Moses Kaldor si schiarì la voce per richiamare l’attenzione.

«Abbiamo solo una teoria» cominciò «cui però i fatti sembrano dare ragione. Avrete notato che ogni oggetto è di metallo, metallo dalle origini più disparate.

«Ora, per un essere intelligente che vive sott’acqua, il metallo dev’essere qualcosa di misterioso, qualcosa che è completamente differente da tutto ciò che c’è nel mare. Si direbbe che gli scorpioni di mare siano a un livello d’evoluzione corrispondente alla nostra età della pietra, e non possono andare oltre così come noi, animali terrestri, abbiamo potuto fare sulla Terra. Non hanno il fuoco, e questo li chiude in un vicolo cieco tecnologico.
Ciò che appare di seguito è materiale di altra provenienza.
PR #2446, opened 2022-05-18
Fix BOP

sv2518:
### Problem number 1: Recursion
I realised that the block push optimisation pass is aborting too early, so that we are missing out on performance gains. We need to recurse into every child to check if there is a `Block`. Examples where this is the case were introduced in 8a36889cad10aa2646812f848c847eaac64e521b. This also seemed to be an issue for all tests involving the SCPC preconditioner `tests/slate/test_cg_poisson.py`.

**Fix**: 342639742c60b7c8bc56fb7d0d9a4e27155e898a

### Problem number 2: Shapes of BAVs
After fixing the recursion for the block push, the first issue I had was a shape mismatch error in the multiplicand for the very first test, because shapes for `BlockAssembledVectors` (BAV) were not determined correctly.

**Fix**
I am passing the whole block into the BAV here https://github.com/firedrakeproject/firedrake/blob/d7f30976e00aa294935c99b89e5b0673141662f4/firedrake/slate/slac/optimise.py#L103 rather than the form associated with the block, so that I could recycle its `arguments` and `argfunctionspaces` here https://github.com/firedrakeproject/firedrake/blob/d7f30976e00aa294935c99b89e5b0673141662f4/firedrake/slate/slate.py#L543 and here https://github.com/firedrakeproject/firedrake/blob/d7f30976e00aa294935c99b89e5b0673141662f4/firedrake/slate/slate.py#L532 Those are used to determine the shape.

### Problem number 3: Coefficient maps
After that I started to have issues with the coefficient maps. The general story behind this is that PyOP2 is passing the coefficients in the order that they appear in the original Slate expression. We then rewrite the Slate expression and the order might change. I had introduced a coefficient map which maps the original coefficient order and the optimised coefficient order.
The problem for blocks on AssembledVectors: If we push blocks inward, we might start from this expression here `AV_4[((1,),)]_3 + -(M_6[((1,), (0,))]_5 * (PartialPivLU(M_6[((0,), (0,))]_8)_7).inv * AV_4[((0,),)]_9)` and rewrite it to `BAV_10 + -(M_11 * PartialPivLU(M_13)_12 \ BAV_14)`. `AV_4` is an assembled vector on a mixed coefficient and we index two times into a part of it, this gets then turned into two `BlockAssembledVectors (BAV)` in the optimisation pass. PyOP2 passes splits of the mixed coefficients in order (first split, second split, etc), but the Slate compiler passes the coefficient arguments to the kernels in the order of how they appear in the optimised expression. `BAV_10` corresponds to the second part of the (original) mixed coefficient, but it’s the first argument in the Slate kernel. This means that the we don’t only need to order the coefficients but also their splits.

**Fix**
In order to sort the the split map we need to save more information when we ask for the coefficients of a BAV which is why querying BAVs for their coefficients will return `BlockFunctions` now, as introduced here https://github.com/firedrakeproject/firedrake/blob/d7f30976e00aa294935c99b89e5b0673141662f4/firedrake/slate/slate.py#L46 In the `BlockFunction`, in addition to the split functions corresponding to the BAV, we also keep track of indices of the block and also the original function, so that we can generate the correct split map here https://github.com/firedrakeproject/firedrake/blob/d7f30976e00aa294935c99b89e5b0673141662f4/firedrake/slate/slate.py#L217
We ask for the coefficients two more times. Once to generate a coefficient dict (which is used to generate the arguments to the Slate kernel e.g.) and once to fill the temporaries (corresponding to the Slate assembled vectors) with the data that are passed to the Slate kernels. We need to adapt there to the changes above and that is what is happening in the changes of the `KernelBuilder`

### DIFF
--- a/firedrake/slate/slac/compiler.py
+++ b/firedrake/slate/slac/compiler.py
@@ -45,7 +45,7 @@ import numpy as np
 import loopy
 import gem
 from gem import indices as make_indices
-from tsfc.kernel_args import OutputKernelArg
+from tsfc.kernel_args import OutputKernelArg, CoefficientKernelArg
 from tsfc.loopy import generate as generate_loopy
 import copy
 
@@ -191,6 +191,10 @@ def generate_loopy_kernel(slate_expr, compiler_parameters=None):
     orig_coeffs = orig_expr.coefficients()
     get_index = lambda n: orig_coeffs.index(new_coeffs[n]) if new_coeffs[n] in orig_coeffs else n
     coeff_map = tuple((get_index(n), split_map) for (n, split_map) in slate_expr.coeff_map)
+
+    coefficients = list(filter(lambda elm: isinstance(elm, CoefficientKernelArg), arguments))
+    assert len(list(chain(*(map[1] for map in coeff_map)))) == len(coefficients), "KernelInfo must be generated with a coefficient map that maps EXACTLY all cofficients there are in its arguments attribute."
+    assert len(loopy_merged.callables_table[name].subkernel.args) - int(builder.bag.needs_mesh_layers) == len(arguments), "Outer loopy kernel must have the same amount of args as there are in arguments"
 
     kinfo = KernelInfo(kernel=loopykernel,
                        integral_type="cell",  # slate can only do things as contributions to the cell integrals
--- a/firedrake/slate/slac/compiler.py
+++ b/firedrake/slate/slac/compiler.py
@@ -187,11 +187,10 @@ def generate_loopy_kernel(slate_expr, compiler_parameters=None):
                                                        events=events+(slate_loopy_event,))
 
     # map the coefficients in the order that PyOP2 needs
-    new_coeffs = slate_expr.coefficients()
     orig_coeffs = orig_expr.coefficients()
-    get_index = lambda n: orig_coeffs.index(new_coeffs[n]) if new_coeffs[n] in orig_coeffs else n
-    coeff_map = tuple((get_index(n), split_map) for (n, split_map) in slate_expr.coeff_map)
-
+    new_coeffs = slate_expr.coefficients()
+    map_new_to_orig = [orig_coeffs.index(c) for c in new_coeffs]
+    coeff_map = tuple((map_new_to_orig[n], split_map) for (n, split_map) in slate_expr.coeff_map)
     coefficients = list(filter(lambda elm: isinstance(elm, CoefficientKernelArg), arguments))
     assert len(list(chain(*(map[1] for map in coeff_map)))) == len(coefficients), "KernelInfo must be generated with a coefficient map that maps EXACTLY all cofficients there are in its arguments attribute."
     assert len(loopy_merged.callables_table[name].subkernel.args) - int(builder.bag.needs_mesh_layers) == len(arguments), "Outer loopy kernel must have the same amount of args as there are in arguments"
--- a/firedrake/slate/slac/kernel_builder.py
+++ b/firedrake/slate/slac/kernel_builder.py
@@ -579,15 +579,13 @@ class LocalLoopyKernelBuilder(object):
         """
         coeffs = self.expression.coefficients()
         coeff_dict = OrderedDict()
-        for i, c in enumerate(coeffs):
-            element = c.ufl_element()
-            if type(element) == MixedElement:
-                mixed = OrderedDict()
-                for j, c_ in enumerate(c.split()):
-                    mixed[c_] = f"w_{i}_{j}", self.extent(c_)
-                coeff_dict[c] = mixed
+        for i, (c, split_map) in enumerate(self.expression.coeff_map):
+            coeff = coeffs[c]
+            if type(coeff.ufl_element()) == MixedElement:
+                splits = coeff.split()
+                coeff_dict[coeff] = OrderedDict({splits[j]: (f"w_{i}_{j}", self.extent(splits[j])) for j in split_map})
             else:
-                coeff_dict[c] = f"w_{i}", self.extent(c)
+                coeff_dict[coeff] = (f"w_{i}", self.extent(coeff))
         return coeff_dict
 
     def initialise_terminals(self, var2terminal, coefficients):
@@ -615,14 +613,22 @@ class LocalLoopyKernelBuilder(object):
                                               within_inames=frozenset(inames)))
 
             else:
-                f = slate_tensor.form if isinstance(slate_tensor.form, tuple) else (slate_tensor.form,)
-                coeff = tuple(coefficients[c] for c in f)
+                potentially_mixed_f = slate_tensor.form if isinstance(slate_tensor.form, tuple) else (slate_tensor.form,)
+                coeff_dict = tuple(coefficients[c] for c in potentially_mixed_f)
                 offset = 0
-                ismixed = tuple((type(c.ufl_element()) == MixedElement) for c in f)
+                ismixed = tuple((type(c.ufl_element()) == MixedElement) for c in potentially_mixed_f)
+                # Fetch the coefficient name corresponding to this assembled vector
                 names = []
-                for (im, c) in zip(ismixed, coeff):
-                    names += [name for (name, ext) in c.values()] if im else [c[0]]
-
+                for (im, c) in zip(ismixed, coeff_dict):
+                    if im:
+                        # For block assembled vectors we need to pick the right name
+                        # corresponding to the split function of the block assembled vector
+                        block_function, = slate_tensor.slate_coefficients()
+                        filter_f = lambda name_and_extent: (not isinstance(block_function, slate.BlockFunction)
+                                                            or name_and_extent[0] in block_function.split_function)
+                        names += list(name for (_, (name, _)) in tuple(filter(filter_f, c.items())))
+                    else:
+                        names += [c[0]]
                 # Mixed coefficients come as seperate parameter (one per space)
                 for i, shp in enumerate(*slate_tensor.shapes.values()):
                     indices = self.bag.index_creator((shp,))
--- a/firedrake/slate/slac/optimise.py
+++ b/firedrake/slate/slac/optimise.py
@@ -78,7 +78,7 @@ def _push_block_transpose(expr, self, indices):
 @_push_block.register(Reciprocal)
 def _push_block_distributive(expr, self, indices):
     """Distributes Blocks for these nodes"""
-    return type(expr)(*map(self, expr.children, repeat(indices))) if indices else expr
+    return type(expr)(*map(self, expr.children, repeat(indices)))
 
 
 @_push_block.register(Factorization)
@@ -87,6 +87,7 @@ def _push_block_distributive(expr, self, indices):
 @_push_block.register(Mul)
 def _push_block_stop(expr, self, indices):
     """Blocks cannot be pushed further into this set of nodes."""
+    expr = type(expr)(*map(self, expr.children, repeat(tuple())))
     return Block(expr, indices) if indices else expr
 
 
--- a/firedrake/slate/slac/optimise.py
+++ b/firedrake/slate/slac/optimise.py
@@ -100,7 +100,7 @@ def _push_block_tensor(expr, self, indices):
 @_push_block.register(AssembledVector)
 def _push_block_assembled_vector(expr, self, indices):
     """Turns a Block on an AssembledVector into the  specialized node BlockAssembledVector."""
-    return BlockAssembledVector(expr._function, Block(expr, indices).form, indices) if indices else expr
+    return BlockAssembledVector(expr._function, expr, indices) if indices else expr
 
 
 @_push_block.register(Block)
--- a/firedrake/slate/slate.py
+++ b/firedrake/slate/slate.py
@@ -16,7 +16,7 @@ functions to be executed within the Firedrake architecture.
 """
 from abc import ABCMeta, abstractproperty, abstractmethod
 
-from collections import OrderedDict
+from collections import OrderedDict, namedtuple, defaultdict
 
 from ufl import Coefficient, Constant
 
@@ -41,6 +41,16 @@ __all__ = ['AssembledVector', 'Block', 'Factorization', 'Tensor',
            'Inverse', 'Transpose', 'Negative',
            'Add', 'Mul', 'Solve', 'BlockAssembledVector', 'DiagonalTensor',
            'Reciprocal']
+
+# BlockFunction description type
+BlockFunction = namedtuple('BlockFunction', ['split_function', 'indices', 'orig_function'])
+BlockFunction.__doc__ = """\
+Context that carries information for a block on an assembled vector.
+
+:param split_function: The splits of the orig_function corresponding to the block.
+:param indices: The indices of the block.
+:param orig_function: The  (unsplit) function corresponding the assembled vector.
+"""
 
 
 class RemoveNegativeRestrictions(MultiFunction):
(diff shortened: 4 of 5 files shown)


sv2518:
Okay here are the timings that were asked for yesterday in the meeting.

I am timing the assembly of the `expr` in the following code snippet on a warm cache. N is 400 ad p is in a range of 5.
```
    mesh = SquareMesh(N, N, 1, quadrilateral=True)
    dg1 = FunctionSpace(mesh, "DG", p+1)
    dg0 = FunctionSpace(mesh, "DG", p)
    vector_dg1 = VectorFunctionSpace(mesh, "DG", 1)
    dg1_dg1_dg0 = vector_dg1 * dg1 * dg0
    x = SpatialCoordinate(mesh)
    q = Function(vector_dg1).project(grad(sin(pi*x[0])*cos(pi*x[1])))
    p = Function(dg1).interpolate(-x[0]*exp(-x[1]**2))
    r = Function(dg0).assign(42.0)
    functions = [q, p, r]
    q, p, r = functions
    u, phi, eta = TrialFunctions(dg1_dg1_dg0)
    v, psi, nu = TestFunctions(dg1_dg1_dg0)
    K = Tensor(Constant(2)*inner(u, v)*dx + inner(phi, psi)*dx + inner(eta, nu)*dx)
    F = AssembledVector(assemble(inner(q, v)*dx + inner(p, psi)*dx + inner(r, nu)*dx))
    F2 = AssembledVector(assemble(Constant(2)*inner(q, v)*dx + inner(p, psi)*dx + inner(r, nu)*dx))
    expr = (F.blocks[0:2] - K.blocks[0:2, 0:2] * F.blocks[0:2])
```
bop

You can see in the xlabel of the figure how much less DOFS have to be locally (!) assembled for the matrix in the expression (i.e. I compare `K` vs `K.blocks[0:2, 0:2]`). I also plotted this reduction as ratio in the following.
bop2

firedrake/slate/slate.py
```diff
@@ -209,10 +219,32 @@ def coeff_map(self):
...
+            # BlockFunctions for c need special treatment because:
+            # 1) There can be multiple BlockFunctions defined on the same original function
+            # -> The split functions in c might need to be appended to an already exisiting entry in the map
+            # 2) BlockAssembledVectors can appear in any order they like in the Slate expression
+            # -> The split functions need to be appended in the same order into the map
+            if isinstance(c, BlockFunction):  # for block assembled vectors
+                # Did we already add a part of the originial function of this BlockFunction to the map?
+                orig_to_pos = tuple(*filter(lambda item: item[0] == c.orig_function, orig_to_pos_dict.items()))
+                pos = orig_to_pos[1] if orig_to_pos else m
+                split_map = c.indices[0] if pos == m else coeff_map[pos][1]+c.indices[0]
```
ksagiyam, line 235: The following example fails:
```
from firedrake import *
  

mesh = UnitSquareMesh(1, 1)
V0 = FunctionSpace(mesh, "DG", 0)
V1 = FunctionSpace(mesh, "DG", 1)
V = V0 * V1
u = TrialFunction(V)
v = TestFunction(V)
K = Tensor(inner(u, v) * dx)
f = AssembledVector(assemble(inner(as_vector([1., 1.]), v)*dx))
expr = (K*f).blocks[0] + f.blocks[0]
assemble(expr, form_compiler_parameters={"slate_compiler": {"optimise": True}})
```
with:
```
AssertionError: KernelInfo must be generated with a coefficient map that maps EXACTLY all cofficients there are in its arguments attribute.
```
I think this is because we use tuple-add here instead of set-update:

`coeff_map` for this example is indeed:
```
((0, (0, 1, 0)),)
```

firedrake/slate/slac/kernel_builder.py
```diff
@@ -580,14 +580,15 @@ def collect_coefficients(self):
...
-                mixed = OrderedDict()
-                for j, c_ in enumerate(c.split()):
+            coeff = c.orig_function if isinstance(c, slate.BlockFunction) else c
+            if type(coeff.ufl_element()) == MixedElement:
+                mixed = OrderedDict() if coeff not in coeff_dict else coeff_dict[coeff]
+                splits = c.split_function if isinstance(c, slate.BlockFunction) else coeff.split()
+                for j, c_ in enumerate(splits):
                     mixed[c_] = f"w_{i}_{j}", self.extent(c_)
-                coeff_dict[c] = mixed
+                coeff_dict.update({coeff: mixed})
```
ksagiyam, line 589: I think, here, we can loop over `self.expression.coeff_map` instead of over `self.expression.coefficients()`, since we have already removed duplication in `coeff_map`?

ksagiyam (changes requested):

firedrake/slate/slate.py
sv2518: If I use a plain set we loose the order on the split_map, but I will push a fix with a sorted set when I get to it. Thanks!

ksagiyam: Does the order in split_map need to be preserved merely to be consistent with the order of `kernel_arg`? If so, I think the order can be arbitrary once you amend `collect_coefficients` to use `coeff_map`'s order (see below).

firedrake/slate/slac/kernel_builder.py
sv2518: The `coeff_map` does not carry enough information to generate the kernel arguments here. In particular we need the extent. We either need the extent as explicit information or we can deduce it from a coefficient (like we are doing atm)

firedrake/slate/slac/compiler.py
```diff
@@ -192,6 +192,10 @@ def generate_loopy_kernel(slate_expr, compiler_parameters=None):
     get_index = lambda n: orig_coeffs.index(new_coeffs[n]) if new_coeffs[n] in orig_coeffs else n
```
ksagiyam, line 192: I think I have to understand these lines. `slate_expr.coefficients()` includes `BlockFunction` objects, but is it expected? Related is `get_index`; is it assuming something about how we collect coefficients?

ksagiyam (changes requested):

firedrake/slate/slac/compiler.py
sv2518: Yes it's expected that `BlockFunctions` are included here, I have just pushed a fix to account for that in the collection of the indices here. 
And yes we assume that the coefficients in `new_coeffs` or `orig_coeff` are collected in a specific order, which is the one they are appearing in in the corresponding expression.

firedrake/slate/slate.py
sv2518: I pushed a fix for this here https://github.com/firedrakeproject/firedrake/pull/2446/commits/92c705728a5ad5953f0a14ea44d50b569a2d15d9. As I said in a comment below I think that coefficients map does not carry enough information to the collect the coefficients for the kernel argument generation, it's just indices and nothing else

firedrake/slate/slac/compiler.py
ksagiyam: Quick question: is there a way to collect `BlockFunction` objects given a slate expression?

sv2518: This is untested but sth like this should work:
```
is_blockf = lambda s: True if isinstance(s, BlockFunction) else False
blockfuncs = filter(is_blockf, slate_expr.coefficients())
```

sv2518: You can see something similar in my fix here https://github.com/firedrakeproject/firedrake/pull/2446/commits/35f78e03867f388b700e84c1681ceee7c05e51ee

ksagiyam: Thanks. I'm just trying to see if we can simplify the implementation.

firedrake/slate/slate.py
ksagiyam: If we flip the order, the above example still fails:

From:
```
expr = (K*f).blocks[0] + f.blocks[0]
```
To:
```
expr = f.blocks[0] + (K*f).blocks[0]
```
You could directly fix this, but see below comment.

firedrake/slate/slac/compiler.py
ksagiyam: So I think the way `get_index` currently works is somewhat fragile; I think we should assume that people can do all sorts of optimisation which can reorder coefficients. Also, I still think `collect_coefficients()` should loop over `coeff_map` to make sure that the order of kernerl arguments and that of coefficients (collected for PyOP2) would be the same.

Do you think the following works, or am I missing something?

- Add `raw_coeffcients()` method:
```
def raw_coefficients(self):
    return self.coefficients()  # change this for `BlockedAssembledVector`
```
- `slate/slac/compiler.py`:
```
...
orig_coeffs = orig_expr.coefficients()
new_coeffs = slate_expr.raw_coefficients()
map_new_to_orig = [orig_coeffs.index(c) for c in new_coeffs]
coeff_map = ((map_new_to_orig(n), split_map) for (n, split_map) in slate_expr.coeff_map)
...
```

- `slate/slate.py`:
Change `coeff_map` so that the target index would be `m = self.raw_coefficients().index(some_raw_coeff)` instead of incrementing `m`.
Sort collected indices.

- `slate/slac/kernel_builder.py`:
```
    def collect_coefficients(self):
        coeffs = self.expression.raw_coefficients()
        coeff_dict = OrderedDict()
        for i, (c, split_map) in enumerate(self.expression.coeff_map):
            coeff = coeffs[c]
            if type(coeff.ufl_element()) == MixedElement:
                mixed = OrderedDict() if coeff not in coeff_dict else coeff_dict[coeff]
                for j in split_map:
                    coeff_ = coeff.split()[j]
                    mixed[coeff_] = f"w_{i}_{j}", self.extent(coeff_)
                coeff_dict.update({coeff: mixed})
            else:
                coeff_dict[coeff] = f"w_{i}", self.extent(coeff)
        return coeff_dict
```

firedrake/slate/slac/optimise.py
```diff
@@ -99,7 +100,7 @@ def _push_block_tensor(expr, self, indices):
 @_push_block.register(AssembledVector)
 def _push_block_assembled_vector(expr, self, indices):
     """Turns a Block on an AssembledVector into the  specialized node BlockAssembledVector."""
-    return BlockAssembledVector(expr._function, Block(expr, indices).form, indices) if indices else expr
+    return BlockAssembledVector(expr._function, Block(expr, indices), indices) if indices else expr
```
ksagiyam, line 103: By the way, can we change the interface so that `BlockAssembledVector` would take `expr` and `indices` as arguments?

sv2518: Yes done

firedrake/slate/slate.py
```diff
@@ -203,16 +213,49 @@ def rank(self):
...
+                    coeff_map[pos] = (pos, split_map)
+                else:
+                    # We didn't -> we add normally and keep track that we did in the orig_to_pos_dict
+                    coeff_map += [(pos, split_map)]
+                orig_to_pos_dict[c.orig_function] = pos
+            else:
+                split_map = tuple(range(len(c.split()))) if isinstance(c, Function) or isinstance(c, Constant) else tuple(range(1))
+                coeff_map += [(m, split_map)]
+                orig_to_pos_dict[c] = m
+        return tuple(coeff_map)
```
ksagiyam, line 257: Maybe something this works:
```
    @property
    def coeff_map(self):
        coeff_map = defaultdict(set)
        for c in self.slate_coefficients():
            if isinstance(c, BlockFunction):  # for block assembled vectors
                m = self.coefficients().index(c.orig_function)
                coeff_map[m].update(c.indices[0])
            else:
                m = self.coefficients().index(c)
                split_map = tuple(range(len(c.split()))) if isinstance(c, Function) or isinstance(c, Constant) else tuple(range(1))
                coeff_map[m].update(split_map)
        return tuple((k, tuple(sorted(v)))for k, v in coeff_map.items())
```
`dict` is ordered for `>=3.6`(?), but I don't think it matters here since we now order in `collect_coefficients` using `coeff_map`. We need to check if this works with `initialize_temiminals`, though.

firedrake/slate/slac/kernel_builder.py
```diff
@@ -577,17 +577,20 @@ def collect_coefficients(self):
...
-                    mixed[c_] = f"w_{i}_{j}", self.extent(c_)
-                coeff_dict[c] = mixed
+        for i, (c, split_map) in enumerate(self.expression.coeff_map):
+            coeff = coeffs[c]
+            splits = coeff.split_function if isinstance(coeff, slate.BlockFunction) else coeff.split() if type(coeff.ufl_element()) == MixedElement else ()
+            orig_coeff = coeff.orig_function if isinstance(coeff, slate.BlockFunction) else coeffs[c]
+            if splits:
+                mixed = OrderedDict() if coeff not in coeff_dict else coeff_dict[coeff]
+                for j in split_map:
+                    coeff_ = splits[j]
```
ksagiyam, line 589: `splits = coeff.split_function` if `coeff` is `BlockFunction`, but `split_map` is a tuple of indices into `coeff.orig_function.split()`, right?

ksagiyam (changes requested):

firedrake/slate/slac/compiler.py
```diff
@@ -187,10 +187,13 @@ def generate_loopy_kernel(slate_expr, compiler_parameters=None):
                                                        events=events+(slate_loopy_event,))
 
     # map the coefficients in the order that PyOP2 needs
-    new_coeffs = slate_expr.coefficients()
     orig_coeffs = orig_expr.coefficients()
-    get_index = lambda n: orig_coeffs.index(new_coeffs[n]) if new_coeffs[n] in orig_coeffs else n
-    coeff_map = tuple((get_index(n), split_map) for (n, split_map) in slate_expr.coeff_map)
+    new_coeffs = slate_expr.coefficients()
+    map_new_to_orig = [orig_coeffs.index(c) for c in new_coeffs]
+    coeff_map = tuple((map_new_to_orig[n], split_map) for (n, split_map) in slate_expr.coeff_map)
```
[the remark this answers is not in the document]
sv2518: The index will be the same for `slate_expr.coefficients` and `slate_expr.slate_coefficients`, the only thing that changes it the object with corresponds to the `BlockAssembledVector`, so this should not be a problem. This is relevant for the other comments as well (besides for then one on the coefficients_map)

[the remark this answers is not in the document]
sv2518: Basically I am using coefficients when I want the original function of the `BlockAssembledVector` and slate_coefficients if I want a `BlockFunction` because I need more information.

firedrake/slate/slac/kernel_builder.py
ksagiyam: Ok, so I think `splits` here must be `coeff.orig_function.split()` instead of `coeff.split_function`; otherwise, if you replace indices `0` with `1` in `test_push_assembled_vector_blocks_individual`, this test fails.

firedrake/slate/slac/kernel_builder.py
```diff
@@ -577,18 +577,17 @@ def collect_coefficients(self):
...
             if splits:
                 mixed = OrderedDict() if coeff not in coeff_dict else coeff_dict[coeff]
                 for j in split_map:
                     coeff_ = splits[j]
                     mixed[coeff_] = f"w_{i}_{j}", self.extent(coeff_)
-                coeff_dict.update({orig_coeff: mixed})
+                coeff_dict.update({coeff: mixed})
             else:
                 coeff_dict[coeff] = f"w_{i}", self.extent(coeff)
         return coeff_dict
```
ksagiyam, line 593:
```
    def collect_coefficients(self):
        """Saves all coefficients of self.expression where non-mixed coefficients
        are dicts of form {coeff: (name, extent)} and mixed coefficients are
        double dicts of form {mixed_coeff: {coeff_per_space: (name, extent)}}.
        """
        coeffs = self.expression.coefficients()
        coeff_dict = OrderedDict()
        for i, (c, split_map) in enumerate(self.expression.coeff_map):
            coeff = coeffs[c]
            if type(coeff.ufl_element()) == MixedElement:
                splits = coeff.split()
                coeff_dict[coeff] = OrderedDict({splits[j]: (f"w_{i}_{j}", self.extent(splits[j])) for j in split_map})
            else:
                coeff_dict[coeff] = (f"w_{i}", self.extent(coeff))
        return coeff_dict
```
?

ksagiyam (approved):

dham (approved):

ksagiyam (approved):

«Qui vediamo una sorta di riproduzione di una cosa che è accaduta a noi, sul nostro mondo. Sapete da dove è arrivato il primo ferro all’uomo preistorico? Dallo spazio!

«Noto che la mia affermazione vi sorprende. Però il ferro puro non esiste in natura… si ossida troppo in fretta. L’uomo primitivo poteva trovare il ferro solo nelle meteoriti. Non fa meraviglia dunque che le meteoriti fossero oggetto di culto e non fa meraviglia che i nostri antenati credessero nell’esistenza di esseri sovrannaturali di là del cielo…

«Forse qui sta accadendo la stessa cosa. Vi prego di prendere in seria considerazione questa ipotesi. Ancora non conosciamo il livello d’intelligenza degli scorpioni di mare. Forse raccolgono il metallo perché sono incuriositi e attratti dalle sue proprietà, per così dire magiche. Ora lo usano solo per ornamento, ma scopriranno come utilizzarlo per qualche altra cosa? Fino a che punto possono progredire restando sott’acqua? E continueranno a rimanerci, sott’acqua?

«Amici miei, a parer mio bisogna scoprire quanto più è possibile sul conto degli scorpioni di mare. Può essere che vi troviate a dover condividere questo pianeta con un’altra specie intelligente. A cosa andate incontro, alla cooperazione o alla guerra? Anche se non fossero veramente intelligenti, potrebbero pur sempre costituire una minaccia mortale… o un utile strumento. Forse è più opportuno farseli amici. Tra parentesi, vi raccomando di consultare la voce Cargo Cult1 nei vostri Archivi Storici.

Perché è questo ciò cui siamo di fronte, un C-A-R-G-O C-U-L-T.

1 Cargo Cult (lett. culto del carico): movimento a sfondo politico e religioso un tempo diffuso tra gli indigeni di diverse isole del Pacifico Meridionale, caratterizzato dall’attesa messianica del ritorno degli antenati a bordo di navi o aeroplani carichi dei prodotti della civiltà industriale che avrebbero soddisfatto tutti i bisogni, rendendo superfluo il lavoro e liberando gli indigeni stessi dal predominio dei bianchi. [N.d.T.] «Sono molto curioso di conoscere quale sarà il prossimo capitolo della storia di Thalassa. Forse in questo momento anche i filosofi degli scorpioni di mare sono riuniti nella foresta di sargasso per discutere quale atteggiamento adottare nei nostri confronti.

«Quindi vi prego caldamente di riparare il trasmettitore interstellare così da rimanere in contatto con noi. Il computer della Magellano resterà in attesa delle vostre comunicazioni mentre ci condurrà lungo la strada che porta a Sagan Due.»